TASK DESCRIPTION
Below are records; please give the number of their lines that contain the string "capacity", and only that number.

Stored items
PR #46, opened 2020-07-09
Create the PendingPodsSignal

drmorr0:
### Description

This copies the MostRecentResourcesPending signal from the
clusterman_signals repo and into our existing codebase.  In addition, we
add support back in for `paasta_boost`, since the current
MostRecentResourcesPending signal did not use `paasta boost`.

The goal here is have the signal running in the main Clusterman process
instead of communicating over supervisord; once we have this working, we
can have the signal start returning more fine-grained information about
what needs to be scheduled and where.

### Testing Done

* New unit tests for the PendingPodsSignal
* New itests to confirm that the end-to-end PPS works correctly with and without boost

### Rollout Plan

* We need to add the right "boost" key to the required metrics for the default signal in srv-configs
* We can then roll this out slowly by just deleting the pool-defined signal block in srv-configs for each pool
* boost isn't going to work correctly until we make a change to paasta-tools to append the scheduler to the boost key

### DIFF
--- a/clusterman/autoscaler/autoscaler.py
+++ b/clusterman/autoscaler/autoscaler.py
@@ -35,6 +35,7 @@ from clusterman.interfaces.signal import Signal
 from clusterman.monitoring_lib import get_monitoring_client
 from clusterman.signals.external_signal import ExternalSignal
 from clusterman.signals.external_signal import SignalResponseDict
+from clusterman.signals.pending_pods_signal import PendingPodsSignal
 from clusterman.util import autoscaling_is_paused
 from clusterman.util import ClustermanResources
 from clusterman.util import get_cluster_dimensions
@@ -96,15 +97,26 @@ class Autoscaler:
 
         self.mesos_region = staticconf.read_string('aws.region')
         self.metrics_client = metrics_client or ClustermanMetricsBotoClient(self.mesos_region)
-        self.default_signal = ExternalSignal(
-            self.cluster,
-            self.pool,
-            self.scheduler,
-            '__default__',
-            DEFAULT_NAMESPACE,
-            self.metrics_client,
-            signal_namespace=staticconf.read_string('autoscaling.default_signal_role'),
-        )
+        self.default_signal: Signal
+        if staticconf.read_bool('autoscale_signal.internal', default=False):
+            self.default_signal = PendingPodsSignal(
+                self.cluster,
+                self.pool,
+                self.scheduler,
+                '__default__',
+                DEFAULT_NAMESPACE,
+                self.metrics_client,
+            )
+        else:
+            self.default_signal = ExternalSignal(
+                self.cluster,
+                self.pool,
+                self.scheduler,
+                '__default__',
+                DEFAULT_NAMESPACE,
+                self.metrics_client,
+                signal_namespace=staticconf.read_string('autoscaling.default_signal_role'),
+            )
         self.signal = self._get_signal_for_app(self.apps[0])
         logger.info('Initialization complete')
 
--- a/clusterman/interfaces/signal.py
+++ b/clusterman/interfaces/signal.py
@@ -13,6 +13,7 @@
 # limitations under the License.
 from abc import ABCMeta
 from abc import abstractmethod
+from collections import defaultdict
 from typing import Dict
 from typing import List
 from typing import Optional
@@ -20,17 +21,30 @@ from typing import Union
 
 import arrow
 import staticconf
-from staticconf.errors import ConfigurationError
+from clusterman_metrics import APP_METRICS
+from clusterman_metrics import ClustermanMetricsBotoClient
+from clusterman_metrics import MetricsValuesDict
+from clusterman_metrics import SYSTEM_METRICS
+from mypy_extensions import TypedDict
 
-from clusterman.exceptions import NoSignalConfiguredException
+from clusterman.exceptions import MetricsError
 from clusterman.exceptions import SignalValidationError
+from clusterman.util import get_cluster_dimensions
 
 SignalResponseDict = Dict[str, Optional[float]]
+
+
+class MetricsConfigDict(TypedDict):
+    name: str
+    type: str
+    minute_range: int
+    regex: bool
 
 
 class Signal(metaclass=ABCMeta):
     def __init__(
         self,
+        name: str,
         cluster: str,
         pool: str,
         scheduler: str,
@@ -49,11 +63,7 @@ class Signal(metaclass=ABCMeta):
         """
         reader = staticconf.NamespaceReaders(config_namespace)
 
-        try:
-            self.name: str = reader.read_string('autoscale_signal.name')
-        except ConfigurationError:
-            raise NoSignalConfiguredException(f'No signal was configured in {config_namespace}')
-
+        self.name = name
         self.cluster: str = cluster
         self.pool: str = pool
         self.scheduler: str = scheduler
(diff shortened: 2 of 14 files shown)


clusterman/autoscaler/autoscaler.py
```diff
@@ -96,14 +97,13 @@ def __init__(
 
         self.mesos_region = staticconf.read_string('aws.region')
         self.metrics_client = metrics_client or ClustermanMetricsBotoClient(self.mesos_region)
-        self.default_signal = ExternalSignal(
+        self.default_signal = PendingPodsSignal(
```
EvanKrall: is this going to require a config change for any of our mesos pools?

clusterman/interfaces/signal.py
```diff
@@ -90,3 +100,54 @@ def evaluate(
...
+    app: str,
+    metrics_client: ClustermanMetricsBotoClient,
+    required_metrics: List,
+    end_time: arrow.Arrow,
+) -> MetricsValuesDict:
+    """ Get the metrics required for a signal """
+
+    metrics: MetricsValuesDict = defaultdict(list)
+    metric_dict: MetricsConfigDict
+    for metric_dict in required_metrics:
```
EvanKrall: seems better to annotate `required_metrics` as `List[MetricsValueDict]`

clusterman/interfaces/signal.py
```diff
@@ -90,3 +100,54 @@ def evaluate(
...
+            query_results = metrics_client.get_metric_values(
+                metric_dict['name'],
+                metric_dict['type'],
+                start_time.timestamp,
+                end_time.timestamp,
+                is_regex=metric_dict['regex'],
+                extra_dimensions=dims,
+                app_identifier=app,
+            )
+            for metric_name, ts in query_results.items():
```
EvanKrall: is `ts` a timestamp or time series? I think it must be a time series but it took me a few reads of the code to figure that out. Can you make this var name longer?

clusterman/signals/pending_pods_signal.py
```diff
@@ -0,0 +1,113 @@
...
+        allocated = metrics.get(resource + '_allocated', [])
+        pending = metrics.get(resource + '_pending', [])
+        latest_allocated = max(allocated, default=(None, None))
+        latest_pending = max(pending, default=(None, None))
+
+        if latest_allocated[1] is not None and latest_pending[1] is not None:
+            resource_request[resource] = latest_allocated[1] + latest_pending[1]
+        else:
+            # This could be None but that's OK
+            resource_request[resource] = latest_allocated[1]
```
EvanKrall, line 75: Is this None if there's nothing currently running on the pool? In that case we'd probably want to scale up for pending pods.

itests/autoscaler_scaling.feature
```diff
@@ -34,12 +34,28 @@ Feature: make sure the autoscaler scales to the proper amount
...
+          And the autoscaler should scale rg1 to <rg1_target> capacity
+          And the autoscaler should scale rg2 to <rg2_target> capacity
+
+      Examples:
+        | pending   | boost | rg1_target | rg2_target |
+        | 0         |       | 10         | 10         |
+        | 19        |       | 13         | 12         |
+        | 1000      |       | 50         | 50         |
+        | 0         | 2     | 19         | 18         |
+        | 50        | 2     | 37         | 36         |
```
EvanKrall: Seems like there's some state that matters here but isn't defined within this scenario, like how 19 pending turns into 5 target capacity, why 1000 pending doesn't launch 250 capacity, and why 2x boost doesn't quite double the cluster compared to the first example. Maybe the `Given` line could include the max, current allocated cpus, and whatever else is required to calculate how much target capacity for a given number of CPUs.

clusterman/signals/external_signal.py
```diff
@@ -152,6 +148,7 @@ def _connect_to_signal_process(self) -> socket.socket:
         """
         # this creates an abstract namespace socket which is auto-cleaned on program exit
         signal_conn = socket.socket(socket.AF_UNIX)
+        print(f'{self.signal_namespace}-{self.name}-{self.app}-socket')
```
kawaiwanyelp: This looks like a debugging statement :P

tests/interfaces/signal_test.py
```diff
@@ -0,0 +1,64 @@
...
+from clusterman.interfaces.signal import get_metrics_for_signal
+
+
+@pytest.mark.parametrize('end_time', [arrow.get(3600), arrow.get(10000), arrow.get(35000)])
+def test_get_metrics(end_time):
+
+    required_metrics = staticconf.read_list(
+        'autoscale_signal.required_metrics',
+        namespace='bar.mesos_config',
+        default=[],
```
kawaiwanyelp: nit: I'd remove this so that in the event the pool config is somehow removed, we'll see an error with reading the list, instead of an error with the assert lower down.

tests/signals/pending_pods_signal_test.py
```diff
@@ -0,0 +1,51 @@
...
+
+def test_most_recent_values(pending_pods_signal):
+    metrics = {
+        'cpus_allocated': [(900, 250), (1000, 150)],
+        'mem_allocated': [(900, 1250), (1000, 1000)],
+        'disk_allocated': [(900, 600), (1000, 500)],
+        'gpus_allocated': [(900, 0), (1000, None)],
+        'cpus_pending': [(1000, 543)],
+    }
+    print(metrics)
```
kawaiwanyelp: ;)

itests/autoscaler_scaling.feature
```diff
@@ -34,12 +34,28 @@ Feature: make sure the autoscaler scales to the proper amount
...
          Then a ResourceRequestError is raised
 
     Scenario: the autoscaler does nothing when it is paused
-        Given an autoscaler object
+        Given a mesos autoscaler object
          When the autoscaler is paused
           And the signal resource request is 1000 cpus
          Then the autoscaler should do nothing
+
+    @wip
```
kawaiwanyelp: ;)

kawaiwanyelp (changes requested):
The logic and testing look good. Just some small nits and testing leftovers.

clusterman/signals/external_signal.py
drmorr0: Maybe cuz it is :P

clusterman/autoscaler/autoscaler.py
drmorr0: Oh, good catch.  I think it would've been OK anyways but better to put the feature toggle here too.

clusterman/signals/pending_pods_signal.py
drmorr0: No, it's `None` if there's no data.  It's `0` if there's nothing currently running on the pool.  False-y values for the win?

itests/autoscaler_scaling.feature
drmorr0: Grumble.  I was trying to remember all the math that went into this and was hoping you'd just ignore it... I'll figure it out and leave some comments for future generations.

tests/interfaces/signal_test.py
kawaiwanyelp: O, I specifically meant removing the `default=[]` line, not the entirety of what was highlighted, that's my bad.

drmorr0:
One update from the previous iteration: we no longer require the PendingPodsSignal to specify its required resources in srv-configs, that's unnecessary now and another place this can break things if we forget or get things out of sync.

kawaiwanyelp (approved):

RESPONSE TO THIS TASK
3